OP. I gave different advice last time I posted, but does this kind of violence happen at home as well as when you're out? Or is it just an out thing?
My response would be different based on that. If he's doing it at home too, then you probably need to come up with a plan to put a stop to all physical outbursts of this kind. DD started to do some stuff like this when she'd get mad at us around 2 (to our knowledge she's never even hit/pushed another kid once, so it was really weird). When she'd hit us we put her on the stairs. She went with the idea that she was overwhelmed by what was happening and needed a break. Our stairs are kind of isolated (away from the action of our house) and work well. We'd either sit with her on our lap facing outwards (watching out for head/face collisions like I said before) and just be with her until she calmed, or we'd set her on the stairs and back off. It seemed almost random as to which she needed. Sometimes if we held her she just got worse, and other times it made it better.
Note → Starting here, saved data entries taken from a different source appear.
PR #3309, opened 2024-01-19
Fixes to user settings store tests

abujeda:


apps/dashboard/app/models/concerns/user_setting_store.rb
```diff
@@ -37,9 +37,7 @@ def save_user_settings
   end
 
   def user_settings_path
-    Pathname.new(::Configuration.user_settings_file).tap do |path|
-      FileUtils.mkdir_p(path.to_s) unless File.exist?(path.parent.to_s)
```
abujeda, line 41: The making of the directory is done in the `save_user_settings` method.

johrstrom (approved):
Thanks again!

PR #3315, opened 2024-01-22
fix some issues with transfering files.

johrstrom:
fix some issues with transfering files, mostly around symlinks.


johrstrom:
I think there's an alternative we need.

PR #3317, opened 2024-01-23
refactor session_panel

akuppa9:


johrstrom:
Thanks, we talked about it on slack why this isn't working - it's because these are `yield`ing and that's a bit unexpected.

PR #3321, opened 2024-01-25
Use latest ood_packaging gem and cleanup some EL7 things

treydock:


johrstrom:
Do we have any distributions that use Ruby 2.7?  We've got a flaky test there where globs work differently in Ruby 2.7. So I'm thinking if we don't actually have ruby 2.7 as a deploy target - now's likely a good time to remove that entirely.

treydock:
Marked draft while I address some missing package issues from dropping EL7.  Have to rebuild passenger/nginx with correct runtime version.

johrstrom:
> Ubuntu 20.04 is still using Ruby 2.7.

OK - well that unit test that's failing now I'll try to sort out.

treydock:
Fixed the e2e tests that were failing.

johrstrom:
> Fixed the e2e tests that were failing.

Cool - I'll fix that unit test that's failing today.

johrstrom (approved):
LGTM

PR #3322, opened 2024-01-26
stop globbing and just use the script id

johrstrom:
this fixes a flaky test. The test is flaky because `Dir.glob` works differently on different systems & Ruby version.

So instead of globbing, we'll just call the script form by id.


Oglopf (approved):
Looks good.

PR #3328, opened 2024-01-31
add close buttons to this modal

johrstrom:
add close buttons to this modal because there were none before.

This also changes `h5` tags to just divs for accessibility.


Oglopf (approved):
Looks good.

PR #4063, opened 2025-01-09
Removes Handlebars from default label error messages

HazelGrant:


apps/dashboard/app/javascript/files/file_ops.js
```diff
@@ -540,12 +540,42 @@ class FileOps {
     let id = `#${data.id}`;
     $(id).fadeOut(4000);
   }
-  
-  reportTransferTemplate = (function(){
-    let template_str  = $('#transfer-template').html();
-    return Handlebars.compile(template_str);
-  })();
 
+  reportTransferTemplate(data) {
```
johrstrom, line 544: I'll have to check out what this looks like, but why not use the `alert` method in `alert.js`?

johrstrom: I like the way this looks & feels. Maybe there's some synergy with `alert.js`?

johrstrom: Yea I could open a new ticket or we could handle here. 

I think a few  things
* this should use alert.js (long term or in this PR)
* I like the way the alert message is `pre` formatted, but not sure why it (the message) is toggle-able.

HazelGrant: I'm gonna go ahead and make the alert.js change in this PR.

HazelGrant: This completely slipped my mind. I'm going to open a separate issue for it and merge this now so that I can get rid of Handlebars as a dependency.

HazelGrant: https://github.com/OSC/ondemand/issues/4109

johrstrom (approved):
OK - we can defer the other change in #4109

PR #4065, opened 2025-01-09
fix icon picker

### LINKED ISSUE #4053: icon picker appears to be broken

ashton22305:
Fixes #4053

Accounts for a search case when there are no characters available to index, and implements some tests to ensure correct behavior.


johrstrom (approved):
Works for me.

PR #4070, opened 2025-01-10
Removes Handlebars from file action menu code

HazelGrant:


johrstrom (approved):
Works for me. I'd have the same comment I left about large functions in the other PR - this is OK for now, turbo may change all of this so it's fine to have huge functions.

PR #4075, opened 2025-01-14
Feature/3985 pm manifest support for copied files

euler-room:
Add a subclass, `Manifest::Template"`, which allows for the inclusion of:
  `files: ['.../file1', '.../directory1/file2', '.../directory2', '...etc']`
key/value pair in the template manifest file.
This is serialized as:
```
---
files
- '.../file1'
- '.../directory1/file2'
- '.../directory2'
- '...etc'
```
when `to_yaml` is called on an instance of `Template::Manifest`

### DIFF
--- a/apps/dashboard/app/apps/manifest.rb
+++ b/apps/dashboard/app/apps/manifest.rb
@@ -233,4 +233,10 @@ category: OSC
       false
     end
   end
+
+  class Template < Manifest
+    def files
+      manifest_options[:files] || []
+    end
+  end
 end
--- a/apps/dashboard/app/apps/manifest.rb
+++ b/apps/dashboard/app/apps/manifest.rb
@@ -233,10 +233,4 @@ category: OSC
       false
     end
   end
-
-  class Template < Manifest
-    def files
-      manifest_options[:files] || []
-    end
-  end
 end
--- a/apps/dashboard/test/models/manifest_test.rb
+++ b/apps/dashboard/test/models/manifest_test.rb
@@ -138,7 +138,8 @@ class ManifestTest < ActiveSupport::TestCase
              metadata: { some_key: 'value' },
              new_window: false,
              caption: 'some caption',
-             invalid_key: 'invalid value'
+             invalid_key: 'invalid value',
+             files: ['file1', 'file2']
           }
 
     valid_manifest = <<~HEREDOC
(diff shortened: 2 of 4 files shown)


apps/dashboard/app/apps/manifest.rb
```diff
@@ -233,4 +233,10 @@ def save(path)
       false
     end
   end
+
+  class Template < Manifest
+    def files
+      manifest_options[:files] || []
+    end
+  end
```
johrstrom, line 241: Can we move this to it's own file. I feel like the other private sub-classes were a pattern that I can't now remember for returning errors.

Also can we rename it to maybe `ProjectManifest` so it's a little more clear.

apps/dashboard/test/models/manifest_test.rb
```diff
@@ -138,7 +138,8 @@ class ManifestTest < ActiveSupport::TestCase
              metadata: { some_key: 'value' },
              new_window: false,
              caption: 'some caption',
-             invalid_key: 'invalid value'
+             invalid_key: 'invalid value',
+             files: ['file1', 'file2']
```
johrstrom, line 142: Why would the subclass change this test?

apps/dashboard/app/apps/manifest.rb
euler-room: I thought that `manifest.yml` is essentially a project manifest. I can agree that a class name change could be desirable...how about `ProjectTemplate` because invoking it would look like this: `Manifest::ProjectTemplate`?

apps/dashboard/test/models/manifest_test.rb
euler-room: This was added because the subclass was in the same file as the vanilla Manifest class. I wanted to protect from uninformed refactoring. Because I am creating a new ProjectTemplate manifest file, I will remove this.

apps/dashboard/app/apps/manifest.rb
johrstrom: > I thought that manifest.yml is essentially a project manifest.

Yea that's the serialized version of it. Don't know what to infer from that comment.

The Manifest isn't just around the template though, it stores information for a project that you've actualized. I.e., it holds the icon & title on an _actual_ project, not just templating capabilities. 

So while we're going to use it for templating, really, it's more along the lines of `an object to hold metadata for a project (including but not limited to templating capabilities)` 

> ProjectTemplate because invoking it would look like this: Manifest::ProjectTemplate

Found the pattern they're trying to follow with those subclasses. I guess it makes sense there, but I'd rather just reference the class name directly, not through it's parent. Meaning, I don't think I want `Manifest::TheClassNameWeResovleTo`, probably just rather instantiate a `TheClassNameWeResovleTo`. 

https://martinfowler.com/eaaCatalog/specialCase.html

PR #4093, opened 2025-01-23
use backspace here to possibly make this test consistent

johrstrom:
I can't seem to replicate this test failure locally, so I'm going to bounce this a few times to see if the test ever fails.

This is the test in question I'm trying to fix. 

image

I hope there's some issue in clearing it in javascript so that clearing it with backspaces is more consistent.


johrstrom:
I bounced this a bunch and never saw the error again, so I think we're good.

PR #4094, opened 2025-01-24
Support Ticket Improvements based on Stijn issue

### LINKED ISSUE #4055: support ticket features
I am trying out the ticket support and have some feature requests:
- support form.yml.erb like the dashboard apps. i don't really like that this data ends up in the main config files, i prefer to be able to manage it like the other interactive apps forms
- support form.js like the dashboard apps. i would like to add some dynamic things, and prefer not ot have to fork the email_service_template.html.erb (or inject the javascript via the description ;)
- limit the number of CC addresses. i prefer that people don't try to mass mail eg all students in a class or so
- allow html tags in the description page. they are now "escaped/encoded" by rails, but you can probably use `.html_safe` (like ` <%= support_ticket_description_text.html_safe %>`)

Anyway, i am probably discovering this pretty late, but this could be a great addition to our site. Nice work!

abujeda:
Based on the request from Stijn in issue #4055.
 - Added support to add HTML in the support ticket description
 - Added support to add custom javascript file to the support ticket page

Fixes #4055

### DIFF
--- a/apps/dashboard/app/helpers/support_ticket_helper.rb
+++ b/apps/dashboard/app/helpers/support_ticket_helper.rb
@@ -1,9 +1,20 @@
 # frozen_string_literal: true
 
-# helper for the support ticket pages, email, and request tracker content.
+# helper for the support ticket pages and the the backend implementations.
 module SupportTicketHelper
   def support_ticket_description_text
-    @user_configuration.support_ticket[:description]
+    @user_configuration.support_ticket[:description]&.html_safe
+  end
+
+  def support_ticket_javascript
+    js_file_config = @user_configuration.support_ticket[:javascript]
+    return nil if js_file_config.blank?
+
+    js_file_src = js_file_config.is_a?(Hash) ? js_file_config[:src].to_s : js_file_config.to_s
+    js_file_type = js_file_config.is_a?(Hash) ? js_file_config[:type].to_s : ''
+    return nil if js_file_src.blank?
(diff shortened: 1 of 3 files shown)


johrstrom:
I know you have another PR too that I haven't looked at.  I'm trying, but there'll be a little delay.

johrstrom:
Can you tell me how we don't already support this?

* You can override the partial to provide _any_ HTML you like
* You can drop javascript files in a public directory and reference them through the HTML you overrode.

abujeda:
Both are true. There is nothing new in this PR that you cannon do with other approaches.

The description HTML support is simply more convenient than overriding the whole template in case you need a more complex description at the top of the form. Something with headers and paragraphs.

For the javascript update, comes from the idea of only including the javascript in the pages that is used/required. This might be an old fashion way of looking into this, but for me seems better than always including the file.

johrstrom:
Then I would ask politely if we can close this. I know it's not a big addition, but calling `html_safe` does worry me a bit.

Moreover, given we already support it, I'd just like to avoid more things to maintain. Again, not a lot of additions, but we're responsible for **every single one** and it's just completely draining especially given the fact that it's already possible.

abujeda:
OK - makes sense. Closing.

johrstrom:
Thanks! I don't mean to be that way, I just feel like the only way to not give a mile is not not give an inch.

So we'd normally start off holding her and if that didn't work we'd walk away.
But we never really left. We would hover and wait until she was ready for some hugs and cuddles. Then we'd talk about gentle touches and help her touch us gently. And if we had any idea of what set her off, we'd talk about that too. But she was a bit slow to talk so we'd often have no clue and just focus on the idea that if she felt she was about to hit us she should go sit on the stairs. Now that she's 3, she often removes herself from the situation with either a tiny prompt "you look like you need a break" and she'll go to the stairs for ~10 seconds and come back more reasonable or sometimes no prompting. She'll go from losing it in the living room to looking at a book in her room on her own.
She never really did this when we were out. But the few times she did I held her in a way that wouldn't let me get hurt and tried to find a safe quiet place for her. Sometimes that was the car. I would put her in the back seat and sit down in the front and just wait for her to work through it.
For me it's really important to me that my children never think it's OK to hurt other people. And I'm included in that.